Ahhh. the framerate thread. Beware my long postij.
Just remember that there is a big difference between the framerate you see on your screen, a timedemo average, and the "minimum" framerate you will see.
Minimums are really what kill the fluidity of a game, and usually occur during the most fun (i.e. action packed) part of the game.
Now, there are typically 3 views on this... and it all depends on your own opinion, but I've experiences that the opinions tend to fall into 3 categories. The first say a timedemo of about 30fps is fine, the second say a timedemo of 60fps is whatcha need, and then there are the people who insist on +2000fps.
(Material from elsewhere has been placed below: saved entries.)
PR #897, opened 2019-10-28
Tighten up spec text around frame timings, add hook for frame updates

Manishearth:
This makes it easier to do things like in https://github.com/immersive-web/webxr-gamepads-module/pull/22 , where we want to be able to insert an action that occurs on the main thread whenever a frame is about to be processed.

r? @NellWaliczek

### DIFF
--- a/index.bs
+++ b/index.bs
@@ -1536,7 +1536,7 @@ Each [=XR input source=] MUST define a <dfn>primary action</dfn>. The [=primary 
 
 When an [=XR input source=] |source| for {{XRSession}} |session| begins its [=primary action=] the UA MUST run the following steps:
 
-  1. Let |frame| be a new {{XRFrame}} with {{XRFrame/session}} |session| with [=XRFrame/time=] being the time the event occurred.
+  1. Let |frame| be a new {{XRFrame}} with {{XRFrame/session}} |session| with [=XRFrame/time=] being the time the action occurred.
   1. [=Queue a task=] to [=fire an input source event=] with name {{selectstart!!event}}, frame |frame|, and source |source|.
 
 </div>
@@ -1545,7 +1545,7 @@ When an [=XR input source=] |source| for {{XRSession}} |session| begins its [=pr
 
 When an [=XR input source=] |source| for {{XRSession}} |session| ends its [=primary action=] the UA MUST run the following steps:
 
-  1. Let |frame| be a new {{XRFrame}} with {{XRFrame/session}} |session| with [=XRFrame/time=] being the time the event occurred.
+  1. Let |frame| be a new {{XRFrame}} with {{XRFrame/session}} |session| with [=XRFrame/time=] being the time the action occurred.
   1. [=Queue a task=] to perform the following steps:
     1. [=Fire an input source event=] with name {{select!!event}}, frame |frame|, and source |source|.
     1. [=Fire an input source event=] with name {{selectend!!event}}, frame |frame|, and source |source|.
@@ -1560,7 +1560,7 @@ Each [=XR input source=] MAY define a <dfn>primary squeeze action</dfn>. The [=p
 
 When an [=XR input source=] |source| for {{XRSession}} |session| begins its [=primary squeeze action=] the UA MUST run the following steps:
 
-  1. Let |frame| be a new {{XRFrame}} with {{XRFrame/session}} |session| with [=XRFrame/time=] being the time the event occurred.
+  1. Let |frame| be a new {{XRFrame}} with {{XRFrame/session}} |session| with [=XRFrame/time=] being the time the action occurred.
   1. [=Queue a task=] to [=fire an input source event=] with name {{squeezestart!!event}}, frame |frame|, and source |source|.
 
 </div>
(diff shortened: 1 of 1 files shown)


index.bs
```diff
@@ -863,7 +863,7 @@ When this method is invoked, the user agent MUST run the following steps:
 
 <div class="algorithm" data-algorithm="run-animation-frames">
 
-When an {{XRSession}} |session| receives updated [=viewer=] state from the [=XRSession/XR device=], it runs an <dfn>XR animation frame</dfn> with a timestamp |now| and an {{XRFrame}} |frame|, which MUST run the following steps regardless of if the [=list of animation frame callbacks=] is empty or not:
+When an {{XRSession}} |session| receives updated [=viewer=] state from the [=XRSession/XR device=], it runs an <dfn>XR animation frame</dfn> with a timestamp |now| and an {{XRFrame}} |frame| with [=XRFrame/time=] |now|, which MUST run the following steps regardless of if the [=list of animation frame callbacks=] is empty or not:
```
toji: This doesn't feel like the right way to specify this. `|now|` and `|frame|` are both inputs to the algorithm, but the new text feels like an assignment happening in the algorithm description.

I'd suggest either:
 - Assigning `[=XRFrame/time=]` to `|now|` explicitly in the algorithm or
 - Removing |now| from the algorithm description altogether and using [=XRFrame/time=] in it's place elsewhere in the algorithm.

Manishearth: Done

toji: Hm... I think we went to far in the other direction. We still need to have a declaration of the `XRFrame` somewhere.

Manishearth: Not sure what you mean by that, it's constructed in the algorithm itself (as it should be, IMO, previously it just appeared out of the ether)

Manishearth: Oh, my bad, i pushed up a partial commit because I forgot to save

toji: 🤣

index.bs
```diff
@@ -2004,7 +2021,9 @@ The <dfn attribute for="XRInputSourceEvent">frame</dfn> attribute is an {{XRFram
 When the user agent has to <dfn>fire an input source event</dfn> with name |name|, {{XRFrame}} |frame|, and {{XRInputSource}} |source| it MUST run the following steps:
 
   1. Create an {{XRInputSourceEvent}} |event| with {{Event/type}} |name|, {{XRInputSourceEvent/frame}} |frame|, and {{XRInputSourceEvent/inputSource}} |source|
+  1.
```
toji: Accidental +1?

index.bs
```diff
@@ -995,6 +999,17 @@ When this method is invoked, the user agent MUST run the following steps:
...
+
+<div class="algorithm" data-algorithm="apply-frame-updates">
+
+To <dfn for=XRFrame>apply frame updates</dfn> for an {{XRFrame}}, the user agent MUST run the following steps:
+
+ 1. Do nothing.
+
+</div>
+
+NOTE: Further specs may add new kinds of frame updates to these steps, e.g. for gamepad state.
```
NellWaliczek: This seems somewhat odd to me, but I'm not sure what else to suggest.  Is there someone with experience with this sort of problem that we could get a sanity check from?

index.bs
```diff
@@ -1519,17 +1534,18 @@ Each [=XR input source=] MUST define a <dfn>primary action</dfn>. The [=primary
 
 <div class="algorithm" data-algorithm="on-input-start">
 
-When an [=XR input source=] for {{XRSession}} |session| begins its [=primary action=] the UA MUST run the following steps:
+When an [=XR input source=] |source| for {{XRSession}} |session| begins its [=primary action=] the UA MUST run the following steps:
 
-  1. [=Queue a task=] to [=fire an event|fire=] an {{XRInputSourceEvent}} named {{selectstart!!event}} on |session|.
+  1. Let |frame| be a new {{XRFrame}} with {{XRFrame/session}} |session| with [=XRFrame/time=] being the time the event occurred.
```
NellWaliczek: The sentence above calls it an "action" so perhaps this should be:
> the time the action occurred

index.bs
```diff
@@ -1519,17 +1534,18 @@ Each [=XR input source=] MUST define a <dfn>primary action</dfn>. The [=primary
...
+  1. [=Queue a task=] to [=fire an input source event=] with name {{selectstart!!event}}, frame |frame|, and source |source|.
 
 </div>
 
 <div class="algorithm" data-algorithm="on-input-end">
 
 When an [=XR input source=] |source| for {{XRSession}} |session| ends its [=primary action=] the UA MUST run the following steps:
 
-  1. Let |frame| be a new {{XRFrame}} with {{XRFrame/session}} |session| for the time the event occurred.
+  1. Let |frame| be a new {{XRFrame}} with {{XRFrame/session}} |session| with [=XRFrame/time=] being the time the event occurred.
```
NellWaliczek: Same as above

index.bs
Manishearth: An alternate plan was to have a "list of frame updates" (a list of callbacks) on the session and session with gamepads append a frame update to it. I felt that might get a bit unweildy though.

Manishearth:
Updated.

PR #902, opened 2019-11-08
Fix indentation

Manishearth:
The IsDetachedBuffer line isn't rendering as indented, which changes the meaning of the spec.

r? @toji


toji:
LGTM. I'll merge it.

There is no correct answer, of course. It's all subjective. If framerate remained at a constant 30fps the game would be smooth. A constant 60fps has been argued (3dfx wrote an excellent article about it but it's not posted anymore) to be the best framerate for 3d games.
Depending on the game, however, the minimums can be severe (or not). A flight simulator generally doesn't need the high fps of a first-person-shooter game like Quake3 or UnrealTournament. The latter at 30fps aren't alot of fun. This is why many hard core first-person-shooter (too many fps's around here) multi-player gamers tweak their systems such that they spit out hunderds of fps. This is in effort to make sure the minimums are never below 60 (and is the case of quake engine games, better movement is possible with more fps).
There is no right answer. More is better, there is a point of diminishing returns, but it's different for each person and each game.
Here is my realworld example. Tbird 1Ghz, Geforce2 GTS (everything overclocked to the brink of stability). In quake3 if I run at 1024x768x32 w/S3TC, my timedemo's are 100+ fps and the fps counter can see ~140's. When playing on servers, the game often gets choppy when alot of peeps are in the same room shootin, I've seen framerate drop as low as 35-40. 800x600x16 timedemo's in the 150's, and the fps counter can go into the 200's, and it's always smooth.